------ DATA SUPPLIED ------

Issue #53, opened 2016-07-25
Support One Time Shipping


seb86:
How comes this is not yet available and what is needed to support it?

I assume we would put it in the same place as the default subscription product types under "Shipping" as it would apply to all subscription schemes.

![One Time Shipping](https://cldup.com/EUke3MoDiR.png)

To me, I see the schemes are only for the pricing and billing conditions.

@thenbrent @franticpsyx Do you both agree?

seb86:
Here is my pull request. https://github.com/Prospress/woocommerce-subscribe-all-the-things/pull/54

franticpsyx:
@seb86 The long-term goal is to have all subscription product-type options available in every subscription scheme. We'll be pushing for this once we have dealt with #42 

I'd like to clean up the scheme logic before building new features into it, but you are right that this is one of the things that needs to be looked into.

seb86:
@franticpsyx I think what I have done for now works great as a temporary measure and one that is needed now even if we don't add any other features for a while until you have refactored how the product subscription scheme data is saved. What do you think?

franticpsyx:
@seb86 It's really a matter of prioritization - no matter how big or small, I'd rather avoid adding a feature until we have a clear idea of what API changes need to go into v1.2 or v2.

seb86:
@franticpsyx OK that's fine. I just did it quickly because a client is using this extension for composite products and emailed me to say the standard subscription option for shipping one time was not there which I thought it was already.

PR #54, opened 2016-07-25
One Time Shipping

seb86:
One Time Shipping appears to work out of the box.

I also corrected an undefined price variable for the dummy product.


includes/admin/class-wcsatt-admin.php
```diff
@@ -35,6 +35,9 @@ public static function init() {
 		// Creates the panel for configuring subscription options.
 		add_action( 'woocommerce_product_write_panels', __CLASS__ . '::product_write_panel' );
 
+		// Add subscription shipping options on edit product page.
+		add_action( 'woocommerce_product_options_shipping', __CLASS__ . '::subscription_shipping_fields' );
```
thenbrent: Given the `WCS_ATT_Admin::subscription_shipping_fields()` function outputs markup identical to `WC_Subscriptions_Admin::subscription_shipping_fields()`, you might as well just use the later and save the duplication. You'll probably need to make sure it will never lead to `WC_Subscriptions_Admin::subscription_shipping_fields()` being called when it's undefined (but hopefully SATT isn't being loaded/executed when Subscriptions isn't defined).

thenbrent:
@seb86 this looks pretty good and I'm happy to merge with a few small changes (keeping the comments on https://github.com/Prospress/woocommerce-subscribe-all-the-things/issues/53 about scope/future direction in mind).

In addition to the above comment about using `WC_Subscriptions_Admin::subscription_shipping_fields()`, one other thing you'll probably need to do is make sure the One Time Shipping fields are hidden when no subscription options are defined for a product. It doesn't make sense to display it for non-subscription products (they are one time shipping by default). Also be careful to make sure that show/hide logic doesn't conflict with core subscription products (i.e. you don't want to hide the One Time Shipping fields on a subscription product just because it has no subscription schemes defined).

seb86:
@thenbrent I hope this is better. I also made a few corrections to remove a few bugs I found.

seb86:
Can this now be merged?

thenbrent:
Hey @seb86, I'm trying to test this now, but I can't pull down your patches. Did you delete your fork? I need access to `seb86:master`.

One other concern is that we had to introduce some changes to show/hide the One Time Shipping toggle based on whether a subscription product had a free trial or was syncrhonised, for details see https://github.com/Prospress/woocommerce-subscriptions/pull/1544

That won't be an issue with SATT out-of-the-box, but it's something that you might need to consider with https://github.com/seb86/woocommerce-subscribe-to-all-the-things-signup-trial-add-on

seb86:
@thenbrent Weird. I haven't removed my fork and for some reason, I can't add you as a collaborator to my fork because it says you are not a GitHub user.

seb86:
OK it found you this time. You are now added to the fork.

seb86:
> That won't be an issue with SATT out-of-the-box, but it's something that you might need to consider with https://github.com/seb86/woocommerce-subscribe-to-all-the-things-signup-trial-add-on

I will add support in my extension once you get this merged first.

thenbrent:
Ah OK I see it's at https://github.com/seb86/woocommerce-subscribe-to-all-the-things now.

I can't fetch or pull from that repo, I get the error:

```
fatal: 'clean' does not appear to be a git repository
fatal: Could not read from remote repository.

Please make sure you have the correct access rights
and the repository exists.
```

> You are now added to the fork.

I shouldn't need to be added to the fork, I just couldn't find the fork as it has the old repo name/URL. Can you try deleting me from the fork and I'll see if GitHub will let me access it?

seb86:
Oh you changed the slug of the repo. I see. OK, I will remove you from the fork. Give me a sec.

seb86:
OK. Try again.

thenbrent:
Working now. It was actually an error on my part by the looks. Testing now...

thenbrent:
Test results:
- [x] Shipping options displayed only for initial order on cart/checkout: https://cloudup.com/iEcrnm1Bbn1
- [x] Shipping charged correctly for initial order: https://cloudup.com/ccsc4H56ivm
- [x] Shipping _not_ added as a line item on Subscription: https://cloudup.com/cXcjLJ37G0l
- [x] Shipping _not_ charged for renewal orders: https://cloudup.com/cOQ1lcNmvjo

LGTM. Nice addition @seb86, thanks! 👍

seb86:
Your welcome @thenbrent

------

**WHAT YOU SHOULD DO**
Whichever lines of the data include the word "into", pull them out.

**TASK ANSWER**
I'd like to clean up the scheme logic before building new features into it, but you are right that this is one of the things that needs to be looked into.
@seb86 It's really a matter of prioritization - no matter how big or small, I'd rather avoid adding a feature until we have a clear idea of what API changes need to go into v1.2 or v2.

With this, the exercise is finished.